The credits roll as Shrek emerges from an outhouse in the woods. He baths himself in an open-air, outdoor shower. Stubby fingers lather mud and slurry over an exposed canvas of sickly, guacamole flesh. Brown ooze is gurgled and spat, splattering to the ground to spell out Mike Myers. The credits are in their infancy and already Chantal is grinning from ear to ear as if she, herself, is among the menagerie of CG travesties. Her joyful grin is cemented together by corn syrup and dextrose, the adhesive tenacity of gut-rot Milk Duds.

At the back of the small cinema, elevated above, the projectionist looms. He packs his Newport cigarettes in time to “All Star,” that jaunty, happy-go-lucky hit by Smash Mouth. He pins a cigarette between his lips and lights up, initiating his own planned event, a seance of sorts, an invitation to dreadful beings from another, malignant dimension. Smoke signals of menthol mist communicate to demons where the fun is to be had. Soon, there will be more than just one, green ogre at Shrekathon.

There is a subtle shift of energy, a palpable doom, that does not go unnoticed by Chantal. She shifts in her seat, discomforted, watching scenes she knows better than the back of her hand, better than the Toy Story poster on the ceiling above her bed. Familiar jokes and well-known discourse between a jolly, green giant and a sassy donkey, quips and sallies exchanged between Mike Myers and Eddy Murphy, do nothing to amuse. On the contrary, they weigh Chantal down, fill her with dark thoughts, ruinous anxiety.

An aroma of mint pervades the small cinema. It grows, rich and heady, an invasion of smokey menthol. Chantal wishes to leave. She is desperate to vacate the concave depression of cheap upholstery, but somehow remains still, against her wishes, as if her thighs, ass, and back are bonded to the seat by squashed Milk Duds, or voodoo, black magic.

Shrek ends and there is joy in knowing it is over. But then Chantal remembers: this is a Shrekathon. So she stays put. She watches a new set of credits herald the start of yet another film. Mike Myers, Eddie Murphy, Cameron Diaz. It is more of the same. It is Shrek 2. In her misery, Chantal deems it is an adequate title for the sequel. It feels twice as long. It is twice as bad.
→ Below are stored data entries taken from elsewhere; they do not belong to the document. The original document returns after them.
PR #5579, opened 2021-01-06
[common-artifacts] Exclude recipes which include dynamic shape

llFreetimell:
Current luci-interpreter do not generate correct test data for dynamic shape.
This commit will exclude resipes which include dynamic shape.

### DIFF
--- a/compiler/common-artifacts/exclude.lst
+++ b/compiler/common-artifacts/exclude.lst
@@ -60,6 +60,9 @@ tcgenerate(MatrixSetDiag_000)
 tcgenerate(MaxPoolWithArgMax_000)
 tcgenerate(MaxPoolWithArgMax_001)
 tcgenerate(MaxPoolWithArgMax_002)
+tcgenerate(Mean_dynamic_000) # luci-interpreter doesn't support dynamic shape
+tcgenerate(Mean_dynamic_001) # luci-interpreter doesn't support dynamic shape
+tcgenerate(Mean_U8_dynamic_000) # luci-interpreter doesn't support dynamic shape
 tcgenerate(NonMaxSuppressionV4_000)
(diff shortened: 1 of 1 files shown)


seanshpark (approved):
LGTM

seanshpark:
@llFreetimell , by the comment, I thought there was new items to exclude list.
But also, items with comments added about the dynamic shape. This seemed somewhat confusing.

Next time, please sync description and the changes.
As usual, it would be better to add one type of change in one PR

jinevening:
There is a code base for luci-interpreter to support dynamic shape (https://github.com/Samsung/ONE/pull/3051). 

Is this PR for your new changes on dynamic shape?

llFreetimell:
@jinevening 

> There is a code base for luci-interpreter to support dynamic shape (#3051).

Sorry, word selection was bad :(
luci-interpreter supports well but `TestDataGenerator` does not.
As I thought that `TestDataGenerator` is strongly connected with luci-interpreter, I wrote a wrong sentence.
So "Current **luci-interpreter** do not generate correct test data for dynamic shape." must be fixed to "Current **TestDataGenerator** do not generate correct test data for dynamic shape"

> Is this PR for your new changes on dynamic shape?

Yes, but I think that this PR is not needed...

At first, I found that even though current `TestDataGenerator` is incorrect, current tests are all passes by luck. (Really lucky recipes...)
So I planned following steps.

- Disable current dynamic shape recipes
- Fix `TestDataGenerator` to support dynamic shape correctly
- Enable current dynamic shape recipes

However, disabling and enabling current dynamic shape recipes may be redundant since current tests are all passed...
So I will close this PR and just fix `TestDataGenerator` to support dynamic shape correctly!

Thanks for your opinion :)

PR #5580, opened 2021-01-06
[onert] Remove LowerInfo get/setters

wateret:
This commit removes all LowerInfo get/setters except `GraphLowerInfo`.
With those methods, there were two ways of getting or setting
Operand/Operation LowerInfo.

- Get `GraphLowerInfo` and access with this object
- Use get/setter methods (`LoweredGraph::getLowerInfo(...)` overloads)

I felt like the second ones are redundant wrappers, so this commit
removes those in order to force just one way to do things.

Also this commit contains adding some methods to `util::ObjectManager`.

- `set` : Insert or assign
- `getRawPtr` : get the raw pointer of the object


wateret:
I will add some unit tests for new methods ObjectManager, after merging this.

YongseopKim (approved):
LGTM

PR #5582, opened 2021-01-06
[one-cmds] Fix one-prepare-venv for onnx-tf

seanshpark:
This will fix one-prepare-venv for onnx-tf where current variable check is not correct.


seanshpark:
For #5548, from draft #5553

mhs4670go (approved):
LGTM

jinevening (approved):
LGTM

Issue #6055, opened 2021-02-17
Compiler FE: Remove stdex usage


seanshpark:
Let's remove using `stdex` library for (active) frontend codes.

- [x] remove usage of `stdex`
- [x] wait backend to clean `stdex` and rebase to latest
- [x] remove `stdex` module

seanshpark:
done :)

PR #6112, opened 2021-02-22
DRAFT: Remove stdex usage from compiler frontend

seanshpark:
on-going draft to remove stdex from compiler frontend


seanshpark:
For  #6055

Shrek the Third, her favorite, is somehow, tonight, a dire nightmare, a dark curse that she feels may be terminal.

It is not fair, she thinks, as Shrek Forever After begins. One film after the next, it goes on and on, forever after. Watching the fourth installment is for Chantal like crawling on all fours, her fourth lap around a racetrack of hot asphalt, upturned pins and needles. The Milk Duds have devolved, mutated, from their initial satisfying chew, their saccharine smack, to an antsy, sugar high, a depleting come down, and now the wretched gut-rot they were always destined to become. Chantal burps and tastes Malibu rum and milk chocolate. She stares up into a silver screen at a peridot ogre and feels her own complexion go green.
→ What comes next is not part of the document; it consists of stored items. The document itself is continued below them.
PR #6152, opened 2021-02-23
[luci] Tidy RemoveRedundantTransposePass comments

seanshpark:
This will tidy RemoveRedundantTransposePass diagram comments.

### DIFF
--- a/compiler/luci/pass/src/RemoveRedundantTransposePass.cpp
+++ b/compiler/luci/pass/src/RemoveRedundantTransposePass.cpp
@@ -90,30 +90,26 @@ bool remove_consecutive_transpose_function(luci::CircleTranspose *target_node)
 
 namespace luci
 {
+
 /**
  *  BEFORE
  *         |
  *   [CircleNode]     [CircleConst]
- *    (main_node)      (main_perm)
- *         \               /
+ *         |           (pred_perm)
+ *          \              /
  *         [CircleTranspose]  [CircleConst]
- *            (pred_node)      (pred_perm)
+ *            (pred_node)     (target_perm)
  *                 \               /
  *                 [CircleTranspose]
  *                   (target_node)
  *                         |
  *
  *  AFTER
- *      <Optional Case>
- *
- *          |                 |                   |
- *    [CircleNode]      [CircleConst]             |
- *     (main_node)     (new_const_node)           |
- *           \               /           or  [CircleNode]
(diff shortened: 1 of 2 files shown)


compiler/luci/pass/src/RemoveRedundantTransposePass.cpp
```diff
@@ -90,30 +90,26 @@ bool remove_consecutive_transpose_function(luci::CircleTranspose *target_node)
...
  *  BEFORE
  *         |
  *   [CircleNode]     [CircleConst]
- *    (main_node)      (main_perm)
- *         \               /
+ *         |           (pred_perm)
+ *          \              /
  *         [CircleTranspose]  [CircleConst]
- *            (pred_node)      (pred_perm)
+ *            (pred_node)     (target_perm)
```
struss, line 101: https://github.com/Samsung/ONE/blob/e2014ebf11b6e43c049ad7c46485a1734513e88e/compiler/luci/pass/src/RemoveRedundantTransposePass.cpp#L44-L46
If we change this comment from `perd_perm` to `target_perm`, then this should be changed to matching with comment.

compiler/luci/pass/src/RemoveRedundantTransposePass.cpp
```diff
@@ -90,30 +90,26 @@ bool remove_consecutive_transpose_function(luci::CircleTranspose *target_node)
...
 namespace luci
 {
+
 /**
  *  BEFORE
  *         |
  *   [CircleNode]     [CircleConst]
- *    (main_node)      (main_perm)
- *         \               /
+ *         |           (pred_perm)
```
struss, line 98: https://github.com/Samsung/ONE/blob/e2014ebf11b6e43c049ad7c46485a1734513e88e/compiler/luci/pass/src/RemoveRedundantTransposePass.cpp#L48-L50
If we change this comment from `main_perm`to `pred_perm`, then this should be changed to matching with comment.

compiler/luci/pass/src/RemoveRedundantTransposePass.cpp
seanshpark: I'll post another PR as thic PR is to fix comments.

seanshpark: #6153 posted

struss (approved):
As Commented contents will fixed on #6153 , LGTM!

PR #6159, opened 2021-02-25
[luci] Removed dtype settings for CircleOutputExclude

seanshpark:
This will remove dtype settings for CircleOutputExclude that is now set
at caller GraphBuilder class.

### DIFF
--- a/compiler/luci/import/src/Nodes/CircleTransposeConv.cpp
+++ b/compiler/luci/import/src/Nodes/CircleTransposeConv.cpp
@@ -61,16 +61,15 @@ CircleNode *CircleTransposeConvGraphBuilder::build_node(const circle::OperatorT 
   node->filter(inputs.at(1));
   node->outBackprop(inputs.at(2));
   if (inputs.size() == 3)
-    node->bias(graph->nodes()->create<CircleOutputExclude>());
+  {
+    auto *bias = graph->nodes()->create<CircleOutputExclude>();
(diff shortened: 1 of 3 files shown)


seanshpark:
Related #6158

compiler/luci/import/src/Nodes/CircleTransposeConv.cpp
```diff
@@ -61,16 +61,15 @@ CircleNode *CircleTransposeConvGraphBuilder::build_node(const circle::OperatorT
...
-    node->bias(inputs.at(3));
-
-  if (auto bias = dynamic_cast<luci::CircleOutputExclude *>(node->bias()))
   {
-    // CircleOutputExclude doesn't need a type, but since all nodes must have a type, a dummy type
-    // is inserted.
+    auto *bias = graph->nodes()->create<CircleOutputExclude>();
+    // CircleOutputExclude doesn't need a type, but since all nodes must have a type,
+    // a dummy type is inserted.
     bias->dtype(loco::DataType::FLOAT32);
```
llFreetimell, line 68: According to PR comment, this line should be removed too?

seanshpark: as `CircleOutputExclude` is created here, uline 65, we need to set `dtype` here.

llFreetimell: Ah, I understood :)

llFreetimell (approved):
LGTM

When it all ends, Chantal blinks away the tears, she wades through a haze of cloying menthol. From the projection room, a shadow lurks and an ember bud blinks through a white veil in morse code. Chantal doesn’t wish to decipher whatever strange message there may or may not be to convey in the pulse of a lit up cigarette tip. She has but one wish and it is to run, to escape the clammy clutches of a split pea demon. From above, a reel of film slows to an eventual halt. The big screen goes black. Whatever mystic bondage had fastened Chantal to the cheap seat throughout the duration of four feature films has now been removed.

Chantal gets up and walks away. She leaves her shoes behind. She ignores the bathroom even though her bladder is near to bursting. She walks in strides past large, glass boxes of popcorn, a row of movie posters, a ticket booth. She walks out through a revolving door into the budding glow of dawn and breathes chilled, morning air. Chantal is free. She has survived the merciless gauntlet of a Shrekathon.